**What needs to be done:** When the line containing "Thanks for this!" appears in the data below, begin copying there and stop only after the line containing "We needed a".

□ □ □ □ □ □ □

PR #253, opened 2024-11-02
refactor: introduce a `DummyInput` wrapper

MattSturgeon:
`DummyInput` can be used to provide an empty `Input` instance that remembers some state from a previous `Input` instance.

This small refactor adds a `DummyInput` class that extends `Input` and takes over the responsibility for persisting the player's "is sneaking" state when the player is not actively being controlled.

- This shifts some responsibility away from the main `Freecam` class.
- This will make persisting additional state (jump, sprint?) easier.
- This will make porting to 1.21.3 easier, as the `Input` class has been refactored upstream.

Currently only sneak is persisted. In the future we may decide to persist additional state, such as sprint or jump.


MattSturgeon:
This is currently written for 1.21, I'll rebase it on main to target 1.21.3 and stash these changes in a temp branch as we'll need them for backporting to 1.21 and lower

PR #286, opened 2025-06-21
1.21.6 support

hashalite:


neoforge/src/main/java/net/xolt/freecam/forge/FreecamForge.java
```diff
@@ -33,7 +33,7 @@ public static void registerKeymappings(RegisterKeyMappingsEvent event) {
         ModBindings.forEach(event::register);
     }
 
-    @EventBusSubscriber(bus = EventBusSubscriber.Bus.GAME, value = Dist.CLIENT)
+    @EventBusSubscriber(value = Dist.CLIENT)
```
MattSturgeon, line 36: This looks suspicious. Do you know where this change is documented?

Without this, how does neoforge know that the outer class (`FreecamForge`) and this inner class (`FreecamForge.GlobalEventHandler`) have different event busses?

hashalite: Looking at [this](https://github.com/neoforged/NeoForge/pull/2346) it seemed like the bus no longer needs to be specified

MattSturgeon: Nice. So FML has abstracted away the concept of a user-specified event bus, and simply sends the right events based on the `@SubscribeEvent` annotation and method name?

In that case we should be able to delete `GlobalEventHandler` and move its content up into `FreecamForge`. Or have I misunderstood?

MattSturgeon: Yep: https://github.com/neoforged/FancyModLoader/pull/290

antisoma:
I've tested this and it appears to be working as expected in 1.21.6.

MattSturgeon:
> New changes require approval from someone other than MattSturgeon because they were the last pusher.

@hashalite you'll have to handle final approval/merge

hashalite:
I am actually unable to approve because I am the author. I should definitely loosen the branch protection rules lol

PR #361, opened 2025-05-24
Update the Google modes

ccqpein:


ccqpein:
> This replaces 2.5-pro with flash. That's not an update. It's replacing a more powerful model with a faster one. IMO 2.5 flash should be added but as a separate model.

Yes, I remove it because I don't find the [free tier](https://ai.google.dev/gemini-api/docs/rate-limits#current-rate-limits) of that model, so it might cost default. I can add it back, but it might push some risk to people who use it but are not expecting it will cost some money.

> what does grounding-search do and do we want it enabled by default?

This will let Gemini use Google’s search as the input knowledge for giving the real-time results. Ref #303

djr7C4:
I use 2.5 pro and wouldn't like to see it removed. IMO people shouldn't use the API if they are unaware of how billing works. Charges are the expectation.

ccqpein:
> Charges are the expectation

emmmm, I think you are right. I just put it back.

PR #369, opened 2025-06-18
Make the screenshot program configurable

djr7C4:


chatgpt-shell.el
```diff
@@ -2025,6 +2025,18 @@ If in a `dired' buffer, use selection (single image only for now)."
                           :prompt-url file
                           :streaming nil)))
 
+(defcustom chatgpt-shell-screenshot-program
```
xenodium, line 2028: We can likely consolidate a little if we rename this to something like chatgpt-shell-screenshot-command, making it a list which includes both the program and all its arguments. Also reduces the chance of mismatch between program and associated args, since they are both in the same place.

xenodium (commented):
Thanks for this! I'm surprised I hadn't heard about this change before :)

Did this post, by chance, lead you here? https://xenodium.com/a-platform-that-moulds-to-your-needs

In any case, configuring sounds great. Mind if we consolidate? See comment

djr7C4:
Yes, I did come across it from that post! I'll make the change.

xenodium:
We needed a few more tweaks:

https://github.com/xenodium/chatgpt-shell/commit/c7b7b207f3b6780479fd4af2683a19fcb09ee3e8
https://github.com/xenodium/chatgpt-shell/commit/5e2cc001e1129456363d2c55f7e336c9f00aac79

xenodium:
Also, doesn't the imagemagick import command need additional params to take a screenshot and save to a file? While I haven't tested on Linux, just running `import file/to/output.png` doesn't seem to cut it.

xenodium:
Looks like it's a macOS thing so we're good on Linux, which you tested anyway. Thanks for following up.

PR #370, opened 2025-06-20
minor: Update Gemini version

ccqpein:


djr7C4:
Nice! I see that 2.5 is out now. I'd add 2.5 pro as well since it has also been released.

xenodium (approved):
Thank you!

□ □ □ □ □ □ □

**Task result:**
Thanks for this! I'm surprised I hadn't heard about this change before :)

Did this post, by chance, lead you here? https://xenodium.com/a-platform-that-moulds-to-your-needs

In any case, configuring sounds great. Mind if we consolidate? See comment

djr7C4:
Yes, I did come across it from that post! I'll make the change.

xenodium:
We needed a few more tweaks:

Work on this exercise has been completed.